Assignment:
The records are given next. Repeat each one exactly.

Data in this exercise:
PR #14766, opened 2022-11-15
Avoid getting gofail/runtime when failpoints are disabled

serathius:
cc @ahrtr


scripts/build_lib.sh
```diff
@@ -19,22 +19,24 @@ toggle_failpoints() {
...
-    ) || exit 2
-    (
-      cd ./etcdctl
-      run go get go.etcd.io/gofail/runtime
-    ) || exit 2
-    (
-      cd ./tests
-      run go get go.etcd.io/gofail/runtime
-    ) || exit 2
+    if [[ "$mode" == "enable" ]]; then
```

Your response:
PR #14766, opened 2022-11-15
Avoid getting gofail/runtime when failpoints are disabled

serathius:
cc @ahrtr


scripts/build_lib.sh
```diff
@@ -19,22 +19,24 @@ toggle_failpoints() {
...
-    ) || exit 2
-    (
-      cd ./etcdctl
-      run go get go.etcd.io/gofail/runtime
-    ) || exit 2
-    (
-      cd ./tests
-      run go get go.etcd.io/gofail/runtime
-    ) || exit 2
+    if [[ "$mode" == "enable" ]]; then
```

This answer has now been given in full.